Swimming

pexels-photo-261185.jpegMy black one-piece is a little tight, but it’s reliable, holding my body firmly but gently in an almost therapeutic embrace. I gained twenty pounds last year, partly because of a chronic foot injury and partly, I think, because I broke my no-diet rule with an allergy diet, triggering my body’s starvation signals with several weeks of brown rice and vegetables. I ruled out any food allergies, though, which I guess was worth it. But now I have some work to do, to convince my hard-pressed body that I won’t try to starve her again. She’s hyper-sensitive to that, since I have starved her in the past. When I count calories now it’s as much to make sure I don’t go below 1800 as above 2000. Either way can trigger weight gain.
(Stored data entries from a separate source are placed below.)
PR #25566, opened 2024-12-03
feat: add user menu

emulbreh:
## Description
This PR borrows the user menu from operate for identity.

image

### DIFF
--- a/identity/client/.env
+++ b/identity/client/.env
@@ -1,0 +1,1 @@
+VITE_APP_VERSION=$npm_package_version
--- a/identity/client/package.json
+++ b/identity/client/package.json
@@ -1,7 +1,7 @@
 {
   "name": "identity-frontend",
   "private": true,
-  "version": "0.0.0",
+  "version": "8.7.0-SNAPSHOT",
   "type": "module",
   "scripts": {
     "dev": "vite",
--- a/identity/client/src/components/layout/AppHeader.tsx
+++ b/identity/client/src/components/layout/AppHeader.tsx
@@ -3,11 +3,19 @@ import { useGlobalRoutes } from "src/components/global/useGlobalRoutes";
 import { useNavigate } from "react-router";
 import { useApi } from "src/utility/api";
 import { checkLicense, License } from "src/utility/api/headers";
+import { getAuthentication } from "src/utility/api/authentication";
+import { useCallback } from "react";
+import { ArrowRight } from "@carbon/react/icons";
 
 const AppHeader = () => {
   const routes = useGlobalRoutes();
   const navigate = useNavigate();
   const { data: license } = useApi(checkLicense);
+  const { data: camundaUser } = useApi(getAuthentication);
+
+  const logout = useCallback(() => {
+    console.log("logout");
+  }, []);
 
   return (
     <C3Navigation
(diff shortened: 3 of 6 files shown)


identity/client/.env
```diff
@@ -0,0 +1 @@
+VITE_APP_VERSION=$npm_package_version
```
Ben-Sheppard, line 1: I haven't looked at the infra around this but is this something that we have to manually manage? Is this set somewhere on release?

identity/client/package.json
```diff
@@ -1,7 +1,7 @@
 {
   "name": "identity-frontend",
   "private": true,
-  "version": "0.0.0",
+  "version": "8.7.0-SNAPSHOT",
```
Ben-Sheppard, line 4: Similar question to above, do we have to manually manage this version?

emulbreh: Yes, it's not great. It's how the other webapps work though (e.g. [tasklist](https://github.com/camunda/camunda/blob/fc38c934dbb43f2b67bb10b2fdfada3dcdee2315/tasklist/client/package.json#L3), [operate](https://github.com/camunda/camunda/blob/fc38c934dbb43f2b67bb10b2fdfada3dcdee2315/operate/client/package.json#L3)).

identity/client/.env
emulbreh: It comes from the package.json file (where it's hardcoded). I've taken the same approach as [operate](https://github.com/camunda/camunda/blob/fc38c934dbb43f2b67bb10b2fdfada3dcdee2315/operate/client/.env#L1) and [tasklist](https://github.com/camunda/camunda/blob/fc38c934dbb43f2b67bb10b2fdfada3dcdee2315/tasklist/client/.env#L1) here.

identity/client/package.json
Ben-Sheppard: Ah I see, so in the other components they include an execution in their POM to set this as part of the pipeline ([REF](https://github.com/camunda/camunda/blob/fc38c934dbb43f2b67bb10b2fdfada3dcdee2315/tasklist/client/pom.xml#L41-L50)), can we also add this so we benefit from the same structure/flow?

emulbreh: Oh, this is better!

identity/client/src/components/layout/AppHeader.tsx
```diff
@@ -3,11 +3,19 @@ import { useGlobalRoutes } from "src/components/global/useGlobalRoutes";
...
+import { ArrowRight } from "@carbon/react/icons";
 
 const AppHeader = () => {
   const routes = useGlobalRoutes();
   const navigate = useNavigate();
   const { data: license } = useApi(checkLicense);
+  const { data: camundaUser } = useApi(getAuthentication);
+
+  const logout = useCallback(() => {
+    console.log("logout");
```
Ben-Sheppard, line 17: 🔧 Not sure if you intentionally left this in :D

identity/client/src/components/layout/AppHeader.tsx
```diff
@@ -31,6 +39,56 @@ const AppHeader = () => {
...
       }}
+      userSideBar={{
+        version: import.meta.env.VITE_APP_VERSION,
+        ariaLabel: "Settings",
+        customElements: {
+          profile: {
+            label: "Profile",
+            user: {
+              name: camundaUser?.displayName ?? "",
+              email: "",
```
Ben-Sheppard, line 50: Is email always missing? can we also use `camundaUser?.email ?? ""` here?

Ben-Sheppard (commented):
Couple of small comments but otherwise it seems reasonable to me :D

identity/client/src/components/layout/AppHeader.tsx
emulbreh: Yes, although if you prefer I could also remove the whole callback. I had replaced this with an actual logout action in https://github.com/camunda/camunda/pull/26262

Ben-Sheppard: Ah I'm fine with either if we're going to address this proactively in a upcoming PR

Ben-Sheppard (approved):
Thank you for addressing my comments here, I'm keen to get through the PRs so I'm happy for this to be merged and we can continue to make progress.

I'll leave the `console.log` comment up to you, if you think we'll address it soon then its fine, if not maybe a comment instead?

emulbreh:
> I'll leave the `console.log` comment up to you, if you think we'll address it soon then its fine, if not maybe a comment instead?

I'll leave it in so the logout link does something. We'll fix it soon.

But I’m not really thinking about that as I tie my short hair back with two cloth-covered elastics and step quickly into the shower at the gym. I rotate my right arm and smile when there’s no pain. A shoulder injury from more than a year ago had kept me from two of my favorite activities — yoga and swimming — but just this last week it has felt better enough that I’m going to go for a swim. I squeeze the excess water out of my hair and hold my towel at arm’s length as I pad damply through the locker room and to the pool. I hang my towel on a hook, pick up a blue kick board, and look for a free lane. I’m a little awkward lowering myself to a seated position on the cool tile, but once I slip into the water I’m in a different world, and my body is different, too. I position my goggles onto my eyes, make sure they’re watertight, then dive under the floating line to the free lane.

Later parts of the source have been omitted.